White House Willing to Negotiate Corporate Tax Rate, but Holding Firm on ‘Big’ Infrastructure Bill

White House Willing to Negotiate Corporate Tax Rate, but Holding Firm on ‘Big’ Infrastructure Bill
President Joe Biden speaks about jobs and the economy as Vice President Kamala Harris listens, at the White House in Washington on April 7, 2021. Alex Wong/Getty Images
Zachary Stieber
Updated:

President Joe Biden is willing to go lower on his proposed corporate tax rate but is holding firm on a “big” infrastructure plan.

Biden wants to increase the corporate tax rate from 21 percent to 28 percent to help pay for his $2.2 trillion infrastructure proposal.

The president told reporters after giving a speech at the White House in Washington on infrastructure on Wednesday that he’s “wide open” to going lower on the rate.

“But we got to pay for this,” he added. “There’s many other ways we can do it, but I’m willing to negotiate that. I’ve come forward with the best, most rational, way in my view, the fairest way to pay for it. But there are many other ways as well, and I’m open.”

The one exception on ideas Biden will accept is increasing taxes on people making less than $400,000 a year.

Gina Raimondo, Biden’s secretary of commerce, told reporters during a separate briefing that Biden plans to sit down, listen, and engage with Republicans and business leaders, along with Democrats, to hammer out the final details of the infrastructure bill.

“There is room for compromise, that is clear,” she said.

“Our proposal is to invest in eight years and pay back over 15. Now we can have a discussion about that. Should we pay it back over 20 instead of 15? Is the rate not quite 28? Is it something lower? So we want to compromise. What we cannot do and what I am imploring the business community not to do is to say, ‘We don’t like 28. We’re walking away. We’re not discussing.’ That’s unacceptable. Come to the table and problem solve with us to come up with a reasonable, responsible plan.”

Officials also indicated that the administration would not back any proposals that come in too low, such as one floated by Sen. Roy Blunt (R-Mo.) that would cost $615 billion.

Blunt has argued that Biden would have “an easy bipartisan win” if Biden cuts things that have little to do with infrastructure.

“If we‘d go back and look at roads and bridges and ports and airports, and maybe even underground water systems and broadband, you’d still be talking about less than 30 percent of this entire package,” Blunt said on “Fox News Sunday.”

“Obviously Democrats have figured out that infrastructure is something we need and something that’s popular, and so they’re trying to take 70 percent of this bill and call it infrastructure in a new way than we’ve ever talked about infrastructure before—and that means you’re looking at another partisan package just like we had with COVID,” he added later.

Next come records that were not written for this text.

PR #5196, opened 2022-07-27
tka: implement API surface for generating updates

twitchyliquid64:
Based on the builder pattern.

### DIFF
--- a/tka/builder.go
+++ b/tka/builder.go
@@ -1,0 +1,111 @@
+// Copyright (c) 2022 Tailscale Inc & AUTHORS All rights reserved.
+// Use of this source code is governed by a BSD-style
+// license that can be found in the LICENSE file.
+
+package tka
+
+import (
+	"fmt"
+)
+
+// UpdateBuilder implements a builder for changes to the tailnet
+// key authority.
+//
+// Finalize must be called to compute the update messages, which
+// must then be applied to all Authority objects using Inform().
+type UpdateBuilder struct {
+	a      *Authority
+	signer func(*AUM) error
+
+	state  State
+	parent AUMHash
+
+	out []AUM
+}
+
+func (b *UpdateBuilder) mkUpdate(update AUM) error {
+	prevHash := make([]byte, len(b.parent))
+	copy(prevHash, b.parent[:])
+	update.PrevAUMHash = prevHash
+
+	if b.signer != nil {
+		if err := b.signer(&update); err != nil {
+			return fmt.Errorf("signing failed: %v", err)
+		}
+	}
+	if err := update.StaticValidate(); err != nil {
+		return fmt.Errorf("generated update was invalid: %v", err)
+	}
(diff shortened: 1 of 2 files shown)


tka/builder.go
```diff
@@ -0,0 +1,165 @@
...
+	}
+
+	// Generate UpdateKey messages for existing keys.
+	for k, info := range b.votesToChange {
+		if _, err := state.GetKey(info.keyID); err != nil {
+			return nil, fmt.Errorf("failed reading key %x: %v", info.keyID, err)
+		}
+		update := AUM{MessageKind: AUMUpdateKey, Votes: &info.votes, KeyID: info.keyID}
+		// If theres also a meta update for this key, roll it into one update.
+		if info, hasMetaUpdate := b.metaToChange[k]; hasMetaUpdate {
```
sailorfrag, line 118: I think this is the only reason for the builder fields to be maps, I wonder if it would be fine to just skip this optimization and use slices instead. Or even preserve it with slices -- yes that makes this a O(_n_<sup>2</sup>) operation but I expect _n_ to be small.

Or if you are doing these optimizations, I feel like there are others that are missing:
* Cancel out adds and deletes
* Cancel out vote/meta changes if there's a delete
* This covers [meta, vote]; also check for [vote, meta].

Also the vote/meta split could be resolved by making `SetKeyMeta` take an additional parameter for vote changes, which could be 0 or something like `const noVoteChange = 0`.

If you add the same operation twice (delete a particular key, change the vote for a particular key, etc), it'll silently overwrite the old instance, is that intentional?

tka/builder_test.go
```diff
@@ -0,0 +1,152 @@
...
+	// + checking if the key has been removed.
+	if err := a.Inform(updates); err != nil {
+		t.Fatalf("could not apply generated updates: %v", err)
+	}
+	if _, err := a.state.GetKey(key2.ID()); err != ErrNoSuchKey {
+		t.Errorf("GetKey(key2).err = %v, want %v", err, ErrNoSuchKey)
+	}
+}
+
+func TestAuthorityBuilderSetKeyVote(t *testing.T) {
```
sailorfrag, line 82: If you're keeping the "update vote with meta" optimzation, there should be a test case that covers that.

tka/builder_test.go
```diff
@@ -0,0 +1,152 @@
+// Copyright (c) 2022 Tailscale Inc & AUTHORS All rights reserved.
+// Use of this source code is governed by a BSD-style
+// license that can be found in the LICENSE file.
+
+package tka
+
+import (
+	"testing"
```
sailorfrag, line 8: I think there should be some big test cases for multiple operations: both multiple of the same operation and a mix of different operations

twitchyliquid64:
Updated based on our convo: We now avoid being smart and use the `StaticValidate()` + `applyVerifiedAUM()` methods to check for correctness. PTAL.

sailorfrag (approved):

Raimondo said the administration would hold discussions but warned officials not to “come back and say we only need a half a billion dollars of infrastructure.”

“Because if we do that, we’ll be in the same place or a worse place 10 years from now. So yes, reasonable people can disagree. We’ll find compromise, but let’s go big and let’s do what’s required,” she said.

Commerce Secretary Gina Raimondo speaks during a press briefing at the White House in Washington on April 7, 2021. (Evan Vucci/AP Photo)
Commerce Secretary Gina Raimondo speaks during a press briefing at the White House in Washington on April 7, 2021. Evan Vucci/AP Photo

Biden promised during his campaign to unify the country but has struggled to draw Republican support for his grand idea. Democrats were forced to resort to budget reconciliation to ram through his COVID-19 relief package. The method dropped the number of required votes in the Senate from 60 to 50. Zero Republicans in either chamber backed the bill.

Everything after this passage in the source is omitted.